■ TASK BRIEF:
From the line below that contains "Add back laterality" to the line that contains "Closing due to merge conflict", repeat every line exactly, both ends included, and nothing else.

= Beginning of Section =

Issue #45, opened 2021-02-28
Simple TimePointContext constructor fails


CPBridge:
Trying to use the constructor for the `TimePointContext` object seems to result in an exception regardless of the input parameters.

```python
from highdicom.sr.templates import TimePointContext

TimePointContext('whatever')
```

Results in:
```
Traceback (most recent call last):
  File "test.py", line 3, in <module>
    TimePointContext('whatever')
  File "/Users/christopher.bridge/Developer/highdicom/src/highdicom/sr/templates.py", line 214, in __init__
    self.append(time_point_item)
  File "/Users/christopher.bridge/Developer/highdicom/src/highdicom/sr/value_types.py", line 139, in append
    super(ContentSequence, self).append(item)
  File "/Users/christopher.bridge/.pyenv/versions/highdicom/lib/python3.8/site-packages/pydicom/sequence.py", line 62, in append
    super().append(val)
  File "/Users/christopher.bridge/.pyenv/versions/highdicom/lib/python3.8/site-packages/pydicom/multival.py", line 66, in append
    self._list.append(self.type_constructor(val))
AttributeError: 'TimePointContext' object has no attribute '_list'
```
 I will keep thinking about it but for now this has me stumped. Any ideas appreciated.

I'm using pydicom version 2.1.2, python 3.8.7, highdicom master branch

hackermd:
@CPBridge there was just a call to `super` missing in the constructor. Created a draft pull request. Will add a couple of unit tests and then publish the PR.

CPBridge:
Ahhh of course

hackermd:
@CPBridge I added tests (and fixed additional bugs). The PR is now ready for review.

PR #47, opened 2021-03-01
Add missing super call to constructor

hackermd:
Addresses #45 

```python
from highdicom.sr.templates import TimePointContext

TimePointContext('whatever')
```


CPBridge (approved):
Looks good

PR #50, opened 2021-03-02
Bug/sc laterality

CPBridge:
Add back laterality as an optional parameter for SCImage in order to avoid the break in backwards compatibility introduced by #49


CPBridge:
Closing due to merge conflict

= End of Section =
= Beginning of Section =

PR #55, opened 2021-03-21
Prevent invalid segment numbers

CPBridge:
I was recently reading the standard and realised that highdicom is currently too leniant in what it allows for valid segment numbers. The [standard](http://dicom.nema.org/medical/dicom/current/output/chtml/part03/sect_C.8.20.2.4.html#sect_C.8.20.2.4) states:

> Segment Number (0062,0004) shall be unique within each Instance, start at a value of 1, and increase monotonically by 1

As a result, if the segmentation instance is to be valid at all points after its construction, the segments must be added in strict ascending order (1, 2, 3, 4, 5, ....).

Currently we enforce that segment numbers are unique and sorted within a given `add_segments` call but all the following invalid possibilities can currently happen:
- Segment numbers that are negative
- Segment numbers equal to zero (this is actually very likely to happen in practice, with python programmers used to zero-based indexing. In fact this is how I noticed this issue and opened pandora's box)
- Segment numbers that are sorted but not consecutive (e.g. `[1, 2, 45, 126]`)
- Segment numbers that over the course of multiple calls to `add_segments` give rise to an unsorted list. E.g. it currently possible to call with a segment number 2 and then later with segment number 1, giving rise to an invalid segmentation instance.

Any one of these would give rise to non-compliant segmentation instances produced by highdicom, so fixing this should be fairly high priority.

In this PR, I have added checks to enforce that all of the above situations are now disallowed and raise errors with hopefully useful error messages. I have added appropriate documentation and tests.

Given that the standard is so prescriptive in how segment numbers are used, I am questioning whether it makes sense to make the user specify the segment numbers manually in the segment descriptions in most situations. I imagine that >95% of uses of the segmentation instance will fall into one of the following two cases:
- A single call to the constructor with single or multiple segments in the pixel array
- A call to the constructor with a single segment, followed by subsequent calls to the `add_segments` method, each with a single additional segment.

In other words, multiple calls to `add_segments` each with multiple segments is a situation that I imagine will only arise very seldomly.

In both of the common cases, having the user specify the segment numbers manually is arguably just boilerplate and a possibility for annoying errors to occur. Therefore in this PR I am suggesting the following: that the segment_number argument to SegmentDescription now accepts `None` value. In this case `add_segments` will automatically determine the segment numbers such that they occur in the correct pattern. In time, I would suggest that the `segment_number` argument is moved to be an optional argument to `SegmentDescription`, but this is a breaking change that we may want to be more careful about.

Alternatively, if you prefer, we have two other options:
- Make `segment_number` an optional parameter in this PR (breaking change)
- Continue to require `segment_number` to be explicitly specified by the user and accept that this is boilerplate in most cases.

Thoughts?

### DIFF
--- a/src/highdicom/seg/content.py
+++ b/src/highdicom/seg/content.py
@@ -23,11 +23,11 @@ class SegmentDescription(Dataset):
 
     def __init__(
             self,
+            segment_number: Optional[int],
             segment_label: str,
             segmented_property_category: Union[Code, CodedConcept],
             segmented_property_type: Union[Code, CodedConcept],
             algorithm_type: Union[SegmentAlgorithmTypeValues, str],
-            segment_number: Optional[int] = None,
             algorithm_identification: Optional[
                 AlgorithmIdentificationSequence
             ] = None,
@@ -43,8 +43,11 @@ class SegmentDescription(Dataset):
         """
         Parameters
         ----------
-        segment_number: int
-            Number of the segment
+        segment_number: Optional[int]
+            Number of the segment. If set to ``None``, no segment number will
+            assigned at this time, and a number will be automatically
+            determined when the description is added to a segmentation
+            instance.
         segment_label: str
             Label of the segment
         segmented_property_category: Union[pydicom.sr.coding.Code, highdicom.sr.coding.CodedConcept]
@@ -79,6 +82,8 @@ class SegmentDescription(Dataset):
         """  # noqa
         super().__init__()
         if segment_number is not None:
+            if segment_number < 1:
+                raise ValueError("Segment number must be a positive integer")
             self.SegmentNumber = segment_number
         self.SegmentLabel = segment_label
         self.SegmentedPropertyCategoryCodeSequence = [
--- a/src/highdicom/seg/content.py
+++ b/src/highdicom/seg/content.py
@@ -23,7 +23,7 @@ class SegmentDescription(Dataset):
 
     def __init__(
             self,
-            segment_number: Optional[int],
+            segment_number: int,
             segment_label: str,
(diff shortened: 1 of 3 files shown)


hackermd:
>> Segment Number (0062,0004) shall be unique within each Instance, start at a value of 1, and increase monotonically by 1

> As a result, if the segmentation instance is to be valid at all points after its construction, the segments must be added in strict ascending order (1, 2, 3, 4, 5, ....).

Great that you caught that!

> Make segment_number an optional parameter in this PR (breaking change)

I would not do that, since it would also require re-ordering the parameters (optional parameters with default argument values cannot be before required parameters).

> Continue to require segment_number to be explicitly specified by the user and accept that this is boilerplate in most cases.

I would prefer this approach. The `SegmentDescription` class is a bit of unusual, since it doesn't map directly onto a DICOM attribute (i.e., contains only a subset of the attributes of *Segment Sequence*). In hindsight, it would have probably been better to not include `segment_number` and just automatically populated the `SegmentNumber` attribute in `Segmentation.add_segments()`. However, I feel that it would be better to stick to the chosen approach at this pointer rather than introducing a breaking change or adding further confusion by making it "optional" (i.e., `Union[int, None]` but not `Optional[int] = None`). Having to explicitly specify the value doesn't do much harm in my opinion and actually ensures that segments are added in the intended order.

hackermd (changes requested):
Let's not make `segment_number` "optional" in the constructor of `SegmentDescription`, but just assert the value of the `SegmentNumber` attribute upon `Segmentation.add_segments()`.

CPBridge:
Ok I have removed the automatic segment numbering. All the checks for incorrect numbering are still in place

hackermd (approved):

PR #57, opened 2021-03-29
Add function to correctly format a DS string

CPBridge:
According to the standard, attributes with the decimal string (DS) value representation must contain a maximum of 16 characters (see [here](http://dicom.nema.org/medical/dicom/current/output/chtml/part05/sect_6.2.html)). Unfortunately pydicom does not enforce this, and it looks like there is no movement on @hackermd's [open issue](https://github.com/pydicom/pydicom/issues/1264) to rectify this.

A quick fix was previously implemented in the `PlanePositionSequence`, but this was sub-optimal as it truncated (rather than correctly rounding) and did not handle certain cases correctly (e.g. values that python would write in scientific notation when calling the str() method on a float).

= End of Section =
= Beginning of Section =

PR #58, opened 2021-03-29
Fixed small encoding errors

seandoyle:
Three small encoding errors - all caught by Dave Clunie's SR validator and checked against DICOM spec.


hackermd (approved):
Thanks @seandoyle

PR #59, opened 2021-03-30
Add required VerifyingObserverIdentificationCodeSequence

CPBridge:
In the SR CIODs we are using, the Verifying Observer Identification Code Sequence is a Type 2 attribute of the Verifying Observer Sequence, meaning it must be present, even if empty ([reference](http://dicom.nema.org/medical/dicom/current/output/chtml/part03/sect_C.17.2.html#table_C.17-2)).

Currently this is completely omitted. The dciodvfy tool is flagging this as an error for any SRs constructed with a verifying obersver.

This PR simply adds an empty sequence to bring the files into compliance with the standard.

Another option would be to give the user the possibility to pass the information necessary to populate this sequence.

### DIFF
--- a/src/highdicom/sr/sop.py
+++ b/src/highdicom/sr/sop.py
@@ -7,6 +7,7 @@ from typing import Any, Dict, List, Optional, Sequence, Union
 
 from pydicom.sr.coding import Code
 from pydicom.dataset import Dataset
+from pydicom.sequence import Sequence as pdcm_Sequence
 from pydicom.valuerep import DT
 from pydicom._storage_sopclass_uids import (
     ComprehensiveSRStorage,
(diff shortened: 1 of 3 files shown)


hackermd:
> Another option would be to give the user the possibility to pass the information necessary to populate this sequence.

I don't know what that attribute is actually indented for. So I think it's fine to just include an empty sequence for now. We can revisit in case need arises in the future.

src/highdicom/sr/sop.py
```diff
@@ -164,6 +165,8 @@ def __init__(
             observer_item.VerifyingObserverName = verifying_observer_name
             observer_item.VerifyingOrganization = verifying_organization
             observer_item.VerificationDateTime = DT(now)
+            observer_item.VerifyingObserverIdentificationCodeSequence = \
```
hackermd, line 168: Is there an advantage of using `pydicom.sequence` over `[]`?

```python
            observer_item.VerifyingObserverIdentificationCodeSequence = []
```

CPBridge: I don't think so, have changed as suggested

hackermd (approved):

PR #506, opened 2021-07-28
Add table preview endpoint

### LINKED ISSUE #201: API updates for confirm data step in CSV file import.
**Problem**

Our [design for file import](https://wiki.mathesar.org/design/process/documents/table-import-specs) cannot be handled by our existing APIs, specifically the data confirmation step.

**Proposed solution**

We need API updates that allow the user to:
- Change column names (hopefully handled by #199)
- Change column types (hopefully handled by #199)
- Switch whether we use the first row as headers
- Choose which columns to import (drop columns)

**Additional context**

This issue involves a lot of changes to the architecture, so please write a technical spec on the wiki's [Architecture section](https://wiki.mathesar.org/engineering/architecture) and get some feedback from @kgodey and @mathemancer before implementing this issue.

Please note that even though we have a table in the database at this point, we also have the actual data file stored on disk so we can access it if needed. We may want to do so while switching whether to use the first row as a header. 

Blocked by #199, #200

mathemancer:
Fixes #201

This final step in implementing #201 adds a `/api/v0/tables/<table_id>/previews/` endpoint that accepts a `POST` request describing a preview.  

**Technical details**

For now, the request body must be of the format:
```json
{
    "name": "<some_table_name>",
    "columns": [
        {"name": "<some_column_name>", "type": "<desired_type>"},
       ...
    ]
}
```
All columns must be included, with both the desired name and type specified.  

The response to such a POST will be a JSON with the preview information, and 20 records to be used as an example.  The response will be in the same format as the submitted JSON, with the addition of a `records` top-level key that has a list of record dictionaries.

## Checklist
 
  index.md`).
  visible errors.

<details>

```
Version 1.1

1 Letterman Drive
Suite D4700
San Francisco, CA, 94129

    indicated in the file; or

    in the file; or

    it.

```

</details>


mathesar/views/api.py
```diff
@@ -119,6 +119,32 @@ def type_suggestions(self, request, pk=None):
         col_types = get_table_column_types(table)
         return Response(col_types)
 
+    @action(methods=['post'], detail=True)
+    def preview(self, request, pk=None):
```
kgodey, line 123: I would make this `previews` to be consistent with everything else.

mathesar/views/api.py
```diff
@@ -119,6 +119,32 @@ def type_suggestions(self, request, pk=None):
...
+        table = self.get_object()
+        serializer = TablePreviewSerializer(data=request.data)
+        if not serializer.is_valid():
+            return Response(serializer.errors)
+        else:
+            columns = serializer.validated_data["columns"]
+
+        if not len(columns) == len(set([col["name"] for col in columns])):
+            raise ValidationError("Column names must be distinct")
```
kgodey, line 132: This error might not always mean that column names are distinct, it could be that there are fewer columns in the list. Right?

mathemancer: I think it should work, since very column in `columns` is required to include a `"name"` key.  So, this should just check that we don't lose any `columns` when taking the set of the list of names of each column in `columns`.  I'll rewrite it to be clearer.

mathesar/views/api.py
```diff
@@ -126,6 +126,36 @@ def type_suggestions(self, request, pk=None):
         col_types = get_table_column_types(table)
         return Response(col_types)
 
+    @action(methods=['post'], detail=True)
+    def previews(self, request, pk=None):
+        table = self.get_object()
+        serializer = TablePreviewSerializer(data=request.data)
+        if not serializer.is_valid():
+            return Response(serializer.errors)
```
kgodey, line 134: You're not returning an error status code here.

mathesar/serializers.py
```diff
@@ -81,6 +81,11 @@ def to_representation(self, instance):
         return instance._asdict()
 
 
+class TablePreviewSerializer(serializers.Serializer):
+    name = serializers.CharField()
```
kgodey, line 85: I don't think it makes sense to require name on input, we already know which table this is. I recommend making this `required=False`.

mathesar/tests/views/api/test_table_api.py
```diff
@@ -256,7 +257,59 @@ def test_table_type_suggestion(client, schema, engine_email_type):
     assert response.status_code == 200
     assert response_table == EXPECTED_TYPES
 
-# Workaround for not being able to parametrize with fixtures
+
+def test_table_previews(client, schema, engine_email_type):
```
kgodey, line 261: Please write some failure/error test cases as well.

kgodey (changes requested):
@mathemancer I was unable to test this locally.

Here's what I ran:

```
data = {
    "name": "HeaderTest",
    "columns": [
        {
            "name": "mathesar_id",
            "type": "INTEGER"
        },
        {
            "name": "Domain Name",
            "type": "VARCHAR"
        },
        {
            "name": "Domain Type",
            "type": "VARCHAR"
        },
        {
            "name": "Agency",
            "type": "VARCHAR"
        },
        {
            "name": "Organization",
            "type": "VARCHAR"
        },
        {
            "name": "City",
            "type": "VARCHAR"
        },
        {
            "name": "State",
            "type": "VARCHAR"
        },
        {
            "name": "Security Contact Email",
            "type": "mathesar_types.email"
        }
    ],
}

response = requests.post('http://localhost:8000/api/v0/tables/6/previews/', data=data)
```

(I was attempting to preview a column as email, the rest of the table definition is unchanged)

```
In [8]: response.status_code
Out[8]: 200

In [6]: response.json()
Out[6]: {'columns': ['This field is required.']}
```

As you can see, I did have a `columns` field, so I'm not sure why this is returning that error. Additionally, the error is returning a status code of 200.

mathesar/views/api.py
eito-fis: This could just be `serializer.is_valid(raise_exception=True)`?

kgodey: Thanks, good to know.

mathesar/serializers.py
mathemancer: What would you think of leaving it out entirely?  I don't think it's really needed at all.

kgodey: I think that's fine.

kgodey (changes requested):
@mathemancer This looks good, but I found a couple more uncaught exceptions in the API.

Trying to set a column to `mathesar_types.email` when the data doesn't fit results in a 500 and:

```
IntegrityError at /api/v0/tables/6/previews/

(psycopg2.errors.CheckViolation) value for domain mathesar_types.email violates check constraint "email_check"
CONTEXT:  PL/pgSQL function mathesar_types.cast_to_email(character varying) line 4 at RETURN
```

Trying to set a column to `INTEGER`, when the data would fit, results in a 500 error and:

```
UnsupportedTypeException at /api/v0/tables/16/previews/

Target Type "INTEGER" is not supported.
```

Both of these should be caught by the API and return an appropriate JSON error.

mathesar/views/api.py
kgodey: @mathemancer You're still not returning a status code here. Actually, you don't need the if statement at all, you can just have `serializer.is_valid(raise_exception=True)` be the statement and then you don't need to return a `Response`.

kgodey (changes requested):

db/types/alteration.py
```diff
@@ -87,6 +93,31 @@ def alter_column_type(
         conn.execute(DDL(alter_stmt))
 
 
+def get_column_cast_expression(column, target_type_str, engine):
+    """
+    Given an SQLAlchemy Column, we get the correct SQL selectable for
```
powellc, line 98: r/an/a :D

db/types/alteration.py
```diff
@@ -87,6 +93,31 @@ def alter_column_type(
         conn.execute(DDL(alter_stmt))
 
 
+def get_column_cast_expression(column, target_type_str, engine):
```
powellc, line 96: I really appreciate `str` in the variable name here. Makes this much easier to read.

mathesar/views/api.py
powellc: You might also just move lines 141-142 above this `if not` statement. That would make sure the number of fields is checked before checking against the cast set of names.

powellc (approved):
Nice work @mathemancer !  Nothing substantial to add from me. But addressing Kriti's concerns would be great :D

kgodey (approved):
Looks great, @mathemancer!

= End of Section =

■ RESPONSE TO THIS TASK:
Add back laterality as an optional parameter for SCImage in order to avoid the break in backwards compatibility introduced by #49


CPBridge:
Closing due to merge conflict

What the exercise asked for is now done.